Author(s)

Andrew Fabian

Date Approved

1-3-2012

Document Type

Thesis

Degree Name

M.S. Computer Science

Department

Computer Science

College

College of Science & Mathematics

First Advisor

Rusu, Adrian

Subject(s)

Graph theory;Information visualization

Disciplines

Computer Sciences

Abstract

As graph layouts and visualizations have been at the forefront of graph drawing research for decades, it consequently led to aesthetic heuristics that not only generated better visualizations and aesthetically appealing graphs but also improved readability and understanding of the graphs. A variety of approaches examines aesthetics of nodes, edges, or graph layout, and related readability metrics.
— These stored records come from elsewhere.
PR #775, opened 2023-11-12
Rename tags

erin-xu:
### Summary 
This PR adds functionality to rename tags for an assignment in the `Manage Tags` portion of the professor dashboard. In addition to adding new tags and deleting existing tags, professors can now click into existing tags and change the tag name. 

Screenshot 2023-11-12 at 6 18 34 PM

### Test Plan 
- [ ] Verify that tags can be edited by clicking into the tag and typing in a new name.
- [ ] Verify that when students select tags for their question, the updated tag names are displayed. 
- [ ] The tag border should turn blue when hovering over the tag. 
- [ ] The X should turn blue when hovered over. 

### Breaking Changes 

None

- [ ] My PR adds a @ts-ignore

### DIFF
--- a/src/components/includes/ProfessorTagInfo.tsx
+++ b/src/components/includes/ProfessorTagInfo.tsx
@@ -89,6 +89,15 @@ class ProfessorTagInfo extends React.Component<PropTypes, State> {
         }));
     };
 
+    handleModifyTag = (oldTag: string, newName: string): void => {
+        this.setState(prevState => ({
+            newTags: prevState.newTags.map(
+                (tag) => tag.name === oldTag ? { id: tag.id, name: newName } : tag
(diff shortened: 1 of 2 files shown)


jewang25 (commented):
Nice job Erin! I tested it out and it works well :). I like how you built off the existing code and added a new function to handle modifying tags. I think you can create multiple tags with the same name which doesn't really make sense, but not sure how relevant that is to your task haha.

burninglilies (approved):
Great work! I like the idea of having an input element to make it tags have editable text box so that you can edit all tags at once by clicking in instead of enabling and disabling an edit mode for each edit tag yourself. Also having changed color when hovered was a nice touch as well.

PR #779, opened 2023-11-29
Collapse former classes

erin-xu:
### Summary 

This PR adds functionality to collapse and expand former courses on the classes page. When the page is initially loaded, the former courses default to collapsed. 

Screenshot 2023-11-28 at 6 23 13 PM

Screenshot 2023-11-28 at 6 25 47 PM

### Test Plan 
- [ ] Check that the former courses can be collapsed and expanded by toggling the icon
- [ ] Check that the former courses default to collapsed 

### Breaking Changes 

None

- [ ] My PR adds a @ts-ignore


rgu0114 (approved):
approving

PR #781, opened 2023-12-03
Fix Notifications Styling

jewang25:
### Summary 

- fixed notifications dropdown styling so that it matched the user profile dropdown (picture below) more closely 
- mainly just changed font and the box css
 Screenshot 2023-12-02 at 8 52 16 PM
- may need to double check with design to make sure it is ok 

### Test Plan 

- tested by creating different notifications and seeing if it looked ok on the frontend (see some scenarios below)
Screenshot 2023-12-02 at 9 01 41 PM
Screenshot 2023-12-02 at 8 52 08 PM
Screenshot 2023-12-02 at 9 03 46 PM
Screenshot 2023-12-02 at 9 04 03 PM

### Notes 

- may need to reconsider notifications design in the future if really want to align the designs because it is pretty different from the user profile dropdown 

### Breaking Changes 

None

- [ ] My PR adds a @ts-ignore

### DIFF
--- a/src/components/includes/TopBarNotifications.tsx
+++ b/src/components/includes/TopBarNotifications.tsx
@@ -31,6 +31,10 @@ const TopBarNotifications = ({notificationTracker, user, showMenu, iconClick}: P
 
     const dropdownRef = useRef<HTMLDivElement>(null);
 
+    /**
+     * This function calls a firebase function that keeps track of which 
+     * notifications have been viewed and updates the firebase 
+     */
     const updateTrackable = () => {
         viewedTrackable(user, notificationTracker, true)
     }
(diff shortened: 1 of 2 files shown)


swang235:
hi jessica, the notifications work properly for me! I think it would be nice for the user to be able to click on the notifications (ex its not blue anymore and theres no red circle on the notif symbol if they've viewed it already)- im not sure if that was included in the designs, but otherwise nice work!

rgu0114 (approved):
Hey Jessica, I agree with Sophie here. The styling and alignment look great! I do see that the dropdown is see through now though – just checking if that's expected?

PR #790, opened 2024-02-18
Made logo clickable to go to the home page

stevenyuser:
### Summary 

Made the QMI logo clickable, so that when it is clicked, it redirects the user to the "/home" page.

image

image

### Test Plan 

Tested clicking the logo on different screen sizes (mobile, computer, tablet).

### Notes 

Made the logo have an underline on hover. Also changed the user profile underline hover behavior to be consistent in style with the logo hover style.

### Breaking Changes 

None

- [ ] My PR adds a @ts-ignore

### DIFF
--- a/src/styles/TopBar.scss
+++ b/src/styles/TopBar.scss
@@ -57,14 +57,6 @@
             justify-content: center;
         }
 
-        // .logo {
-        //     align-self: right;
-        //     transition-duration: 0.2s;
-        //     transition-property: box-shadow;
-        //     transition-timing-function: $curve-standard;
-        //     cursor: pointer;
-        // }
-
         .QMILogoImage {
             align-self: right;
             padding-bottom: 10px;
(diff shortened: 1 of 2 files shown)


src/styles/TopBar.scss
```diff
@@ -57,12 +57,29 @@
             justify-content: center;
         }
 
-        .QMILogo {
+        // .logo {
```
rgu0114, line 60: make sure to remove all comments before pushing

rgu0114 (changes requested):
This looks great Steven! Thanks again for taking this on and for making sure to test on tablet, mobile, etc. We may want to check with design/product on the color of the underline, and make sure to remove commented out code. I'll approve as soon as those two things are resolved.

stevenyuser:
Thanks for the feedback, Richard! I just removed the commented-out code.

burninglilies (approved):
Thanks for the changes Steven, I double checked the hover coloring for the logo shadow and it's consistent with the user profile hover. So looks good!

rgu0114 (approved):

PR #791, opened 2024-02-22
Added .nvmrc to set correct node version

stevenyuser:
### Summary 

Added a .nvmrc file, which automatically sets the correct node version (v14.17.3) for development after running the command `nvm use`. (Useful for devs who have multiple node versions on their computer).

### Test Plan 

N/A

### Notes 
To set the node version to the correct version as specified in the .nvmrc file, you must run `nvm use` each time you open up your terminal or configure your terminal to automatically run `nvm use` when it detects a directory has a .nvmrc file.

### Breaking Changes 

None

- [ ] My PR adds a @ts-ignore


rgu0114 (approved):
Thanks for thinking of doing this, Steven. Definitely appropriate for qmi and will be useful for many of us that keep having to switch between different node versions. Going to approve this, feel free to merge during work session today.

PR #797, opened 2024-02-22
Leave queue popup v2

rgu0114:
### Breaking Changes 

None

- [ ] My PR adds a @ts-ignore


burninglilies (approved):
Tested it just now it it looks good! No node sass error and everything works as expected. The leave queue body/prompt/container css styling is a good workaround to avoid inline styling. I also liked that you added mobile formatting, which also looked good when I texted it as the popup was able to maintain shape!

stevenyuser (commented):
Looks good, Richard! I tested it for desktop and mobile screen sizes and the styling is good on both of them. Good responsive design! Also, I liked your documentation in LeaveQueue.tsx and how you explained the code.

In this thesis, two solutions incorporating Gestalt principles to alleviate the effects of the edge crossing problem are presented. Alleviating this problem improves graph aesthetics and readability. Secondly, improving the known bounds on two aesthetic requirements (area and aspect ratio) for planar straight-line order-preserving grid drawings of binary trees is presented in a novel algorithm using a separations approach. The new bounds are optimal in area and aspect ratio, where the optimum values are linear and 1:1 respectively. All three topics present novel contributions to graph and tree drawing ultimately leading to a potential for improved readability and aesthetics requirements.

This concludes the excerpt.